The key word there is "specifically." Apple Pay may require technology that isn't 100% deployed, but it is a generic and standardized technology that long predates Apple Pay, not some new Apple-only technology that the boys in Cupertino came up with and foisted on the world.

I don't understand your security point at all. It hasn't prevented any breaches? How do you know? It doesn't validate cards you enter into Apple Pay? If you possess the card (or can make one from having possession of the card data) then you can already use it fraudulently, loading it into an iPhone is just an extra unnecessary step for the thief. The security advantage is that malicious terminals can't steal card data, and stealing your method of payment doesn't confer the ability to pay. It's not perfect by any means (and again, not something us consumers need to even care about), merely better than a regular plastic card.

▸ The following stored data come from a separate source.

PR #2994, opened 2023-07-17
Search form reset button

xmorave2:
There are still some issues to discuss I think (like: should this be configured to show?). But I would like to have some feedback.


demiankatz:
@xmorave2, your styling seems to be having a side effect on the language control (at least in the bootprint3 theme; I haven't looked at others yet).

Before:

image

After:

image

themes/bootstrap3/templates/search/searchbox.phtml
```diff
@@ -70,7 +70,10 @@
...
+    <div class="searchForm-query">
+      <input id="searchForm_lookfor" class="searchForm_lookfor form-control search-query<?php if ($this->searchbox()->autocompleteEnabled($this->searchClassId)):?> autocomplete searcher:<?=$this->escapeHtmlAttr($this->searchClassId) ?><?=$this->searchbox()->autocompleteAutoSubmit($this->searchClassId) ? ' ac-auto-submit' : '' ?><?php endif ?>" type="search" name="lookfor" value="<?=$this->escapeHtmlAttr($this->lookfor)?>"<?php if ($placeholder): ?> placeholder="<?=$this->transEscAttr($placeholder) ?>"<?php endif ?> aria-label="<?=$this->transEscAttr("search_terms")?>">
+      <button id="searchForm-reset" class="searchForm-reset form-control" type="reset" tabindex="-1" aria-label="<?=$this->transEsc('searchform-reset-button')?>">&times;</button>
```
demiankatz: Looks like the searchform-reset-button needs to be added to the language files.

I also wonder if perhaps it would make sense to use the icon helper here instead of hard-coding a `&times;` entity.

It took the UK a few years since contactless cards were launched around 2010. Everyone already had chip+pin terminals, and at first it was mostly coffee shops in London, but now many merchants have upgraded to contactless ones. It's not just national chains, but local shops too. It's much faster paying by contactless in a busy pub than paying cash.

It's possible there's pressure/support from Visa and MasterCard for small, local retailers to accept contactless payments. It's part of their advertising that you can buy a newspaper using the system, and most newsagents are local, independent shops.

A basic chip+pin (not contactless) terminal is available for £100 (or £3/month), I can't find a price for a contactless one.